Training and Prediction

The training and prediction of the Hybrid ESN can proceed as usual:

output_layer = train(hesn, target_data, StandardRidge(0.3))
output = hesn(Generative(predict_len), output_layer)

3×1000 Matrix{Float64}:
 -13.0627   -12.3793   -11.635    -10.8469   …  10.6882   10.0021    9.30554
  -6.63501   -5.22513   -3.94791   -2.82303      3.93303   3.07455   2.34147
  38.7623    38.4863    38.0168    37.3907      36.2556   35.6568   34.9744

It is now possible to plot the results, leveraging Plots.jl:

using Plots
lorenz_maxlyap = 0.9056
predict_ts = tsteps[(train_len + 1):(train_len + predict_len)]
lyap_time = (predict_ts .- predict_ts[1]) * (1 / lorenz_maxlyap)

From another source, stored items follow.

Issue #214, opened 2026-07-10
SBF: heading_accuracy publishes AttCovEuler.Cov_HeadHead (variance, deg²) through a deg→rad conversion — mis-scales EKF2 yaw noise up to ~60×


j-flaherty:
## Describe the bug

`GPSDriverSBF` treats `AttCovEuler.Cov_HeadHead` as an angle:

https://github.com/PX4/PX4-GPSDrivers/blob/52bc6ecef4fb80cc5b7fef12095f65dd3cbe957e/src/sbf.cpp#L709-L711

```cpp
float heading_acc = _buf.payload_att_cov_euler.cov_headhead;
heading_acc *= M_PI_F / 180.0f; // deg to rad, now in range [0, 2pi]
_gps_position->heading_accuracy = heading_acc;
```

Per the mosaic reference guide (AttCovEuler, block 5939), `Cov_HeadHead` is a **variance in degrees²**. `heading_accuracy` is defined as a 1-sigma angle in radians (`SensorGps.msg`). The conversion should be:

```cpp
_gps_position->heading_accuracy = sqrtf(_buf.payload_att_cov_euler.cov_headhead) * M_PI_F / 180.0f;
```

## Observed

On a mosaic-G5 with dual-antenna attitude, logged `heading_accuracy` reaches 6.35 (p95) and 739 (max) during degraded attitude — impossible for an angle in [0, 2pi], consistent with deg² passed through ×π/180. Near Cov = 1 deg² the bug is nearly invisible (1 deg² ≈ 1 deg), which is likely why it hasn't been noticed.

## Impact

EKF2 uses this field as GNSS yaw measurement noise (`R_YAW = sq(fmaxf(yaw_acc, ...))` in `gnss_yaw_control.cpp`). At Cov = 60 deg² the published 1.05 rad vs correct 0.135 rad inflates R_YAW ~60x, de-weighting yaw fusion exactly when heading degrades.

The same code exists in the PX4-Autopilot septentrio module: https://github.com/PX4/PX4-Autopilot/blob/d60fea65d23f87b4f65c111a8e49d9d4fabf94d6/src/drivers/gnss/septentrio/septentrio.cpp#L1405

Happy to open a PR for both.

PR #227, opened 2026-08-18
fix(sbf): convert heading covariance to accuracy

Tartistbz:
## Summary

- Convert SBF `Cov_HeadHead` from a variance in deg^2 to a 1-sigma angle in radians before publishing `heading_accuracy`.
- Use the corrected heading accuracy for the GPS yaw-noise input.

## Validation

- Ubuntu 22.04 / g++ 11.4
- CMake + Ninja build and CTest
- 100% tests passed, 0 tests failed

Addresses part of #214

### DIFF
--- a/src/sbf.cpp
+++ b/src/sbf.cpp
@@ -706,9 +706,10 @@ int GPSDriverSBF::payloadRxDone()
 			int error_aux2 = _buf.payload_att_cov_euler.error_aux2;
 
 			if (error_aux1 == 0 && error_aux2 == 0) {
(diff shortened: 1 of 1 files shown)


dakejahl:
I don't think sbf is even used? Was this tested?

Tartistbz:
You're right. I verified that the repository's current CMake test target does not compile or exercise sbf.cpp, so my build and CTest result did not validate this change. I also could not confirm an active consumer for this driver in the current PX4 codebase. I'll close this PR rather than claim validation I do not have. Thanks for pointing this out.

p1 = plot(lyap_time, [test_data[1, :] output[1, :]]; label=["actual" "predicted"],
    ylabel="x(t)", linewidth=2.5, xticks=false, yticks=-15:15:15);
p2 = plot(lyap_time, [test_data[2, :] output[2, :]]; label=["actual" "predicted"],
    ylabel="y(t)", linewidth=2.5, xticks=false, yticks=-20:20:20);
p3 = plot(lyap_time, [test_data[3, :] output[3, :]]; label=["actual" "predicted"],
    ylabel="z(t)", linewidth=2.5, xlabel="max(λ)*t", yticks=10:15:40);

plot(p1, p2, p3; plot_title="Lorenz System Coordinates",
    layout=(3, 1), xtickfontsize=12, ytickfontsize=12, xguidefontsize=15,
    yguidefontsize=15,
    legendfontsize=12, titlefontsize=20)

References

Pathak, J.; Wikner, A.; Fussell, R.; Chandra, S.; Hunt, B. R.; Girvan, M. and Ott, E. (2018). Hybrid forecasting of chaotic processes: Using machine learning in conjunction with a knowledge-based model. Chaos: An Interdisciplinary Journal of Nonlinear Science 28.